Zhan Wang, Zi-Yong Ge, Zhongcheng Xiang, Xiaohui Song, Rui-Zhen Huang, Pengtao Song, Xue-Yi Guo, Luhong Su, Kai Xu, Dongning Zheng, and Heng Fan

Phys. Rev. Research 4, L022060 – Published 17 June 2022

Abstract

Lattice gauge theories (LGTs) are one of the most fundamental subjects in many-body physics, and has recently attracted considerable research interests in quantum simulations. Here we experimentally investigate the emergent $Z_{2}$ gauge invariance in a 1D superconducting circuit with 10 transmon qubits. By precisely adjusting staggered longitudinal and transverse fields to each qubit, we construct an effective Hamiltonian containing an LGT and gauge-broken terms. The corresponding matter sector can exhibit a localization, and there also exists a 3-qubit operator, of which the expectation value can retain nonzero for a long time in low-energy regimes. The above localization can be regarded as the confinement of matter fields, and the 3-body operator is the $Z_{2}$ gauge generator. These experimental results demonstrate that, despite the absence of gauge structure in the effective Hamiltonian, $Z_{2}$ gauge invariance can still emerge in low-energy regimes.
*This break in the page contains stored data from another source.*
PR #1942, opened 2026-06-03
fix(carousel): add default aria-label to carousel region

imsharukhan:
## Summary

Add a default accessible name to the shared Carousel region.

## Change

- Add `aria-label="Slideshow"` to the Carousel root element.
- Preserve caller overrides through the existing `{...props}` spread order.

## Impact

- No visual changes
- No behavior changes
- No API changes
- Improves screen reader landmark navigation

## Accessibility

The Carousel already exposes:

- `role="region"`
- `aria-roledescription="carousel"`

but does not provide an accessible name.

Adding `aria-label="Slideshow"` satisfies ARIA landmark naming requirements while still allowing consumers to override the label:

```tsx
<Carousel aria-label="Featured products" />
```

## Risk

LOW — single attribute addition with no runtime behavior changes.


kushaltrivedi5 (changes requested):
## Changes Requested: remove CI retrigger file

### Direction
The forced PR-train re-pass found useful narrow value here, but the PR is not ready for queue/merge yet.

### Blocker
The carousel aria-label change is narrow and reasonable, but the branch still includes the root `.rerun-ci` retrigger file.

### Path To Merge
Remove `.rerun-ci` from the PR head, keep the diff limited to `hushh-webapp/components/ui/carousel.tsx`, and rerun the PR-train checks.

### Proof Needed
Fresh current-head `CI Status Gate` after `.rerun-ci` is removed, plus focused web/accessibility proof for the carousel region label.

Our work provides a method for both theoretically and experimentally studying the rich physics in quantum many-body systems with emergent gauge invariance.

Received 17 November 2021
Revised 16 May 2022
Accepted 7 June 2022

DOI:https://doi.org/10.1103/PhysRevResearch.4.L022060

Published by the American Physical Society under the terms of the Creative Commons Attribution 4.0 International license. Further distribution of this work must maintain attribution to the author(s) and the published article's title, journal citation, and DOI.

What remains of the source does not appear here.